# Mesa Rectifier Roadster, Laney Ironheart or Randall Thrasher?



## beersponge (Feb 26, 2013)

Just looking for an extremely high-gain combo to jam around the house, piss off my stupid rapper neighbors with their annoying "BOOM BOOM" bullshit, & recording in a home studio (old school 80's & early 90's hardcore punk + some thrash/speed metal thrown in just because...) I have no problem buying a Hot Plate or Rivera Rock Crusher, or a Jet City JetDirect box if need be. It'll be with an Agile 830 or 828 thru a BBE Sonic Maximizer in the loop & a few stompboxes....I just need a combo that could peel paint off my car, yet be o.k. to record with. An isolation cab isn't out of the question either..any ideas from anyone would be very cool.. I'm leaning towards the Boogie for that Rectifier sound, but the Laney has the watts control.......I don't know.


----------



## Seanthesheep (Feb 26, 2013)

roadster for sure IMO


----------



## SmashinWithTone (Feb 26, 2013)

Those are all 3 totally different sounding amps, and also huge price differences. I too would go for the roadster out of those. It's a 4 channel versatile beast that can play anything you throw at it. It's a little pricey, but is well worth it in 10+ years when it still is melting faces. Good luck


----------



## sage (Feb 26, 2013)

Roadster. 

And go meet your rapper neighbours. You never know, maybe you could get some sweet Anthrax/Public Enemy shit going on.


----------



## TRENCHLORD (Feb 26, 2013)

sage said:


> Roadster.
> 
> And go meet your rapper neighbours. You never know, maybe you could get some sweet Anthrax/Public Enemy shit going on.


 
Or, they could get to know you and your routine and use the info for an easy rip off when you're at work.
Always be extra cautious getting to know neighbors because they are always right there when you don't want them to be .

Mesa for the win IMO.


----------



## HeHasTheJazzHands (Feb 26, 2013)

If you want versatility, the Roadster.

If you want versatility for cheaper, the Ironheart.

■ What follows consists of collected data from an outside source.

Issue #11227, opened 2024-04-17
Unstable unit tests that need to be disabled and fixed


LeafShi1:
**Disable failing tests and open tracking bugs**

1. When test fails in the CI or PR build, open a bug for each test fail to investigate the test further and add a `disabled-test` label to the bug.
2. Disable test by adding a [skip] attribute, If only a specific theory data causes the failure, comment that data out. (In order to prevent some problems from being caused by changes in the PR itself or machine problems, if it fails only once in a month, we will not disable it. If it fails a second time, we will disable it.)
4. Add a link to the tracking bug to the SkipAttribute of the comment line.
5. Collect all data relevant to the failure into the bug.
6. Try to root-cause the flakiness, and fix these tests:
      - Replacing SendInput or cursor-positioning steps with direct method invocations, or by sending WM_COMMAND
     -  If UI element is easily identifiable, for example by and accessible name, or we have access to the AccessibleObject, we can use UIA 
        APIs to invoke methods
      - Add logging if possible.
      - If the test must use `SendInput`, then make sure it is moved to the UI Integration tests assembly

**The following unit tests exist flaky issues**:

- [X] System.Windows.Forms.Tests.ImageCollectionTests.ImageCollection_Item_Get32bppColorDepth_Success(pixelFormat: Format1bppIndexed, pixel00Color: Color [Empty], givenPixel10Color: Color [Empty], expectedPixel10Color: Color [A=255, R=0, G=0, B=0])
- [X] System.Windows.Forms.Tests.ToolTipTests.ToolTip_SetToolTip_TabControl_DoesNotAddToolForTabControlItself
- [X] System.Windows.Forms.Tests.ToolTipTests.ToolTip_WmShow_Invokes_AnnounceText_WithExpectedText_ForTabControlTabs
- [x] System.Windows.Forms.Tests.DataGridViewTests.DataGridView_OnColumnHeadersHeightChanged_InvokeWithHandle_CallsColumnHeadersHeightChanged(columnHeadersWidthSizeMode: EnableResizing, columnHeadersVisible: True, eventArgs: null)
- [x] System.Windows.Forms.UITests.ButtonTests.Button_CancelButton_EscapeClicksCancelButtonAsync
- [x] System.Windows.Forms.UITests.ButtonTests.Button_DialogResult_SpaceToClickFocusedButtonAsync
- [x] System.Windows.Forms.UITests.ButtonTests.Button_Hotkey_Fires_OnClickAsync
[...]

PR #11215, opened 2024-04-14
Code cleanup only and Add VB Tests

paul1956:
Fixes part of #10090
Standalone PR to do some cleanup of VB Code
Removes VB Option from source files and moves to Project File
Correct Spelling and Capitalization Errors
Add a few tests
Update editorConfig to support converting 3 NotInheritable classes to Modules.
Add a few tests
Change format of XLM Comment to indent text by 1 space
Change a few Private functions to Friend for testing
Not all issues are addressed in files I expect to replace.
Not done is reorganizing code in files to be in standard order, this will be a follow-on PR

## Proposed changes
Fix above with very minimal code changes 

## Customer Impact

- None only developers will notice
- 

## Regression? 

 No

## Risk

- Minimal due to almost no code changes

## Test methodology 

Added tests where required otherwise covered by existing tests

Visual Basic only

 ###### Microsoft Reviewers: [Open in CodeFlow](https://microsoft.github.io/open-pr/?codeflow=https://github.com/dotnet/winforms/pull/11215)

Issue #1999, opened 2019-10-01
Tests deadlock


RussKie:
* .NET Core Version: 5.0

**Problem description:**

Running tests from the master branch locally I got tests hung. I have attached a debugger and there was a dozen of hung threads.

9 threads were stuck unable to acquire the lock in `NativeWindow.CreateHandle()` method (originating stacks were slightly different, but they all ended in the same critical section):
![image](https://user-images.githubusercontent.com/4403806/65936205-37297280-e45f-11e9-88f1-bceed2dee9a7.png)

1 thread was stuck restoring the default trace listener:
![image](https://user-images.githubusercontent.com/4403806/65936554-570d6600-e460-11e9-9c15-77b331d5fe41.png)

2 thread were stuck while writing a trace:
![image](https://user-images.githubusercontent.com/4403806/65936617-7e643300-e460-11e9-85b9-c80a33254db5.png)
![image](https://user-images.githubusercontent.com/4403806/65936653-9cca2e80-e460-11e9-9661-8eb754b89cff.png)

What appears to have happened is that one test was in a middle of creating a handle and attempted to add a trace, which was locked by another thread, that was restoring the default trace listener:
![image](https://user-images.githubusercontent.com/4403806/65937120-25959a00-e462-11e9-8900-9984cb95047a.png)

**Expected behavior:**

No deadlock

**Minimal repro:**

This is very intermittent...

RussKie:
Few questions here:
- do we need to lock in `NoAssertContext`? Can we make `s_defaultListener` volatile or use `Interlocked` object?
- should all out tests dealing with UI (e.g. instantiating controls) be decorated with `StaFactAttribute` or [`WinFormsFactAttribute`](https://github.com/AArnott/Xunit.StaFact/blob/master/src/Xunit.StaFact/WinFormsFactAttribute.cs)

/cc: @hughbe

weltkante:
Creating a control handle on a non-STA thread is a bad idea, it turns the thread pool thread into a UI thread by allocating a message queue etc. but without telling COM that the thread is STA, so controls using COM internally (e.g. RichTextBox) will be pretty confused, if working at all.

JeremyKuhne:
> Should all out tests dealing with UI (e.g. instantiating controls) be decorated with StaFactAttribute or WinFormsFactAttribute

I think `WinFormsFactAttribute` is the right response here

weltkante:
[...]

PR #11530, opened 2024-06-13
Add disable parallelization for collection sequential

LeafShi1:
related #11227 

## Proposed changes

- Add `[CollectionDefinition("Sequential", DisableParallelization = true)]` for collection `Sequential`

### DIFF
--- a/src/Microsoft.VisualBasic/tests/UnitTests/Microsoft/VisualBasic/MyServices/ClipboardProxyTests.cs
+++ b/src/Microsoft.VisualBasic/tests/UnitTests/Microsoft/VisualBasic/MyServices/ClipboardProxyTests.cs
@@ -9,6 +9,7 @@ using TextDataFormat = System.Windows.Forms.TextDataFormat;
 namespace Microsoft.VisualBasic.MyServices.Tests;
 
 [Collection("Sequential")]
+[CollectionDefinition("Sequential", DisableParallelization = true)]
 public class ClipboardProxyTests
 {
     [WinFormsFact]
--- a/src/System.Windows.Forms/tests/UnitTests/TextBoxBaseTests.cs
+++ b/src/System.Windows.Forms/tests/UnitTests/TextBoxBaseTests.cs
@@ -4131,7 +4131,10 @@ public partial class TextBoxBaseTests
         Assert.Equal(0, createdCallCount);
     }
 
+    [ActiveIssue("https://github.com/dotnet/winforms/issues/11497")]
     [WinFormsFact]
+    [SkipOnArchitecture(TestArchitectures.X86,
+        "Flaky tests, see: https://github.com/dotnet/winforms/issues/11497")]
     public void TextBoxBase_ClearUndo_CanUndo_Success()
     {
         using SubTextBox control = new()
@@ -4216,7 +4219,10 @@ public partial class TextBoxBaseTests
         Assert.Equal(0, createdCallCount);
     }
 
+    [ActiveIssue("https://github.com/dotnet/winforms/issues/11498")]
     [WinFormsFact]
+    [SkipOnArchitecture(TestArchitectures.X86,
+        "Flaky tests, see: https://github.com/dotnet/winforms/issues/11498")]
     public void TextBoxBase_Copy_PasteNotEmptyWithHandle_Success()
     {
         using SubTextBox control = new()


LeafShi1:
Adopt Paul's comment in commit [4d471144 ](https://github.com/paul1956/winforms/commit/42459afe8df15476d4c116c500b0546eb159c215#commitcomment-142992766)

LeafShi1:
@paul1956 Please help review this PR

src/Microsoft.VisualBasic/tests/UnitTests/Microsoft/VisualBasic/MyServices/ClipboardProxyTests.cs
```diff
@@ -9,6 +9,7 @@
 namespace Microsoft.VisualBasic.MyServices.Tests;
 
 [Collection("Sequential")]
+[CollectionDefinition("Sequential", DisableParallelization = true)]
```
Tanya-Solyanik, line 12: @lonitra  - I seem to remember that this had not worked in the past, to you recall any details? 
@LeafShi1 - had you tested this change?

Tanya-Solyanik: This attribute should be placed on the "collection definition class" - https://xunit.net/docs/running-tests-in-parallel so it would apply only to this class... Ideally we would want all clipboard tests across the assembly in a single collection.

lonitra: We do not have a `CollectionDefinition` for "Sequential". I believe we had only been using `Collection("Sequential")` to ensure all tests within the collection do not run at the same time, but hadn't restricted to also not run in parallel with tests in other collections.

Tanya-Solyanik: I see, xunit runs all tests within a collection, test class is always a collection and tests within a class run sequentially. We use the [Collection()] attribute to extend the set of tests that run sequentially. 
So `[CollectionDefinition("Sequential", DisableParallelization = true)]` is not needed.

paul1956:
@LeafShi1 @Tanya-Solyanik I think there may be two issues here. In my experience without
```
[CollectionDefinition("Sequential", DisableParallelization = true)]
```
my VB tests #11215 failed randomly with same error others reported. With above Attribute all my new tests in VisualBasic Runitme (Written in both C# and VB) in separate projects pass when I run just the tests I changed against the VB runtime. But when I run all tests, it sometimes fails with the Clipboard being corrupted between setting and reading.

I believe the issue is some existing tests (not part of Visual Basic Runtime) use the Clipboard (at least the ones being disabled as Flakey) plus possibly more need to be added to the same collection. I don't know if doing that removes the requirement to add the CollectionDefination Attribute, all the searching seems to say you need collection name and collection definition.

My other point was is the Clipboard the only shared resource in the repo? If it is than using "Sequential" as the name is fine, but if there are other similar resources they should have their own collection name so that they can run in parallel with tests using Clipboard.

Tanya-Solyanik:
>[CollectionDefinition("Sequential", DisableParallelization = true)]

is an incorrect use of this attribute according to xunit docs. Your other 2 points are valid but shoudl be addressed in a different PR
1. Tests that exercise clipboard directly (ClipboardTests class) as well as all other tests that use clipboard indirectly(for example copy/paste in some datagrid tests) should be in a single collection
2. Other tests that use global resources don't have to be in the same collection as the clipboard tests are.

paul1956:
@Tanya-Solyanik 
> 1. Tests that exercise clipboard directly (ClipboardTests class) as well as all other tests that use clipboard indirectly(for example copy/paste in some datagrid tests) should be in a single collection

There are also and will be additional Clipboard Proxy tests in VB runtime that depend on Clipboard.

Whatever is decided for [CollectionDefinition("Sequential", DisableParallelization = true)] I will just follow.

Its interesting that CursorTestsCollection uses both
[Collection(nameof(CursorTestsCollection))]
[CollectionDefinition(nameof(CursorTestsCollection), DisableParallelization = true)]

For Clipboard the nameof will not work because multiple different classes use Clipboard

paul1956:
There are many different test classes in different projects and namespaces that use clipboard that is why including the second attribute is needed unless you want all control test mixed into one class. Sent from my iPhoneI apologize for any typos Siri might have made.(503) 803-6077On Jun 13, 2024, at 9:06 AM, Tanya Solyanik ***@***.***> wrote:﻿
@Tanya-Solyanik commented on this pull request.



In src/Microsoft.VisualBasic/tests/UnitTests/Microsoft/VisualBasic/MyServices/ClipboardProxyTests.cs:
> @@ -9,6 +9,7 @@
 namespace Microsoft.VisualBasic.MyServices.Tests;
 
 [Collection("Sequential")]
+[CollectionDefinition("Sequential", DisableParallelization = true)]

This attribute should be placed on the "collection definition class" - https://xunit.net/docs/running-tests-in-parallel so it would apply only to this class... Ideally we would want all clipboard tests across the assembly in a single collection.

paul1956:
The issue is tests are in different classes. Attribute [CollectionDefinition(DisableParallelization = true)] doesn't prevent parallel execution between class · Issue #1999 · xunit/xunitgithub.comSent from my iPhoneI apologize for any typos Siri might have made.(503) 803-6077On Jun 14, 2024, at 11:22 AM, Tanya Solyanik ***@***.***> wrote:﻿
@Tanya-Solyanik commented on this pull request.



In src/Microsoft.VisualBasic/tests/UnitTests/Microsoft/VisualBasic/MyServices/ClipboardProxyTests.cs:
> @@ -9,6 +9,7 @@
 namespace Microsoft.VisualBasic.MyServices.Tests;
 
 [Collection("Sequential")]
+[CollectionDefinition("Sequential", DisableParallelization = true)]

I see, xunit runs all tests within a collection, test class is always a collection and tests within a class run sequentially. We use the [Collection()] attribute to extend the set of tests that run sequentially.
So [CollectionDefinition("Sequential", DisableParallelization = true)] is not needed.

src/Microsoft.VisualBasic/tests/UnitTests/Microsoft/VisualBasic/MyServices/ClipboardProxyTests.cs
LeafShi1: > I see, xunit runs all tests within a collection, test class is always a collection and tests within a class run sequentially. We use the [Collection()] attribute to extend the set of tests that run sequentially. So `[CollectionDefinition("Sequential", DisableParallelization = true)]` is not needed.

So the attribute should be placed on the test suite definition class and not here, right?

paul1956:
@LeafShi1 @Tanya-Solyanik the problem with moving “Collection” attribute to a class is the Clipboard is shared by many test classes in multiple projects. Logically tests are not groups by those that use Clipboard and those that don’t, they are grouped by control or class the objects they are testing are in. Does it make sense to group the VB Clipboard Proxy tests with TextBox tests I don’t think so.

LeafShi1:
And according to the document, add attribute `[CollectionDefinition(DisableParallelization = true)]`  only affect current assembly
image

If you want instant br00tz, the Thrasher.


----------



## Andromalia (Feb 26, 2013)

-Basic choice: get the Laney.

Buy the roadster only if you want and can use its versatility, if you just want to imitate a recto sound...get a recto.  
I think you could get a used recto *and* a Laney if you can pick good deals for the price of a new roadster.


----------



## Aftertheburial13 (Feb 26, 2013)

No experience with any at all but the thrasher sounds heavy as hell. Might have to get one soon.


----------



## guitarfishbay (Feb 27, 2013)

I own a Roadster head and an Ironheart IRT120h.

To cut it short, the Roadster has the most tones in it, and it will do the Recto tone. The Ironheart is tighter without a boost, but some might think it lacks gain/thickness, it is a very different sounding amp. FWIW I think the IRT120h has a perfect amount of gain but if you love really saturated it doesn't do that without a boost. It is solid in the lows, but does not have the same thump as a Roadster. If you want to knock through walls with bass response, Mesa is the obvious choice.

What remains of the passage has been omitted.